I have 3 fish groups differently treated. With scRNA-seq and data analysis using Seurat, I found out there a big variation in the cell numbers/treatment. Given that the batch effect was controlled, and this variation is demonstrating the same pattern across all the replicates, what sort of analysis in Seurat can support or refute that this finding is attributed to the different treatments?

Seurat UMI histogram scRNA-seq • 877 views
Entering edit mode
20 months ago

Do you mean the actual cell numbers found in each sample or the cell type proportions observed in each? For the former, you are much better off using experimental methods to confirm this (e.g. flow cytometry, luciferase imaging, etc if cells are in vivo treated or growth curve assays if in vitro treated), as you have no way to confirm this from the single cell experiment itself (it could have been technical variation, different numbers of cells loaded by accident, etc).

For the latter, I'm going to refer to the differential abundance chapter from the OSCA book, which does exactly that via edgeR. While that book deals with SingleCellExperiment objects, you should be able to extrapolate its examples to your Seurat object fairly easily since you're just dealing with metadata.
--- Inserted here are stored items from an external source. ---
PR #15041, opened 2023-10-26
refactor(protocol): additional changes

dantaik:


packages/protocol/contracts/L1/libs/LibProving.sol
```diff
@@ -252,6 +258,7 @@ library LibProving {
                     tran.validityBond / 4 + tran.contestBond
                 );
                 tran.contester = address(0);
+                tran.validityBond = 0;
```
dantaik, line 261: Dani, do you think this is necessary?

adaki2004: In my opinion, it is not necessary but arguable.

These types of analyses can still be subject to sampling biases, so you should ensure you have several replicates for each condition. And again, confirming with experimental methods is always ideal.

Entering edit mode

Hi Jared,

I mean the actual cell numbers found in each sample, and the cells are in vivo treated. That's right, a technical variation or other accidental error might have happened. Do you not think that the number of reads and the reads vs UMI histogram could help in figuring the driver of this variation out? If yes, do you have an idea how to interpret this information?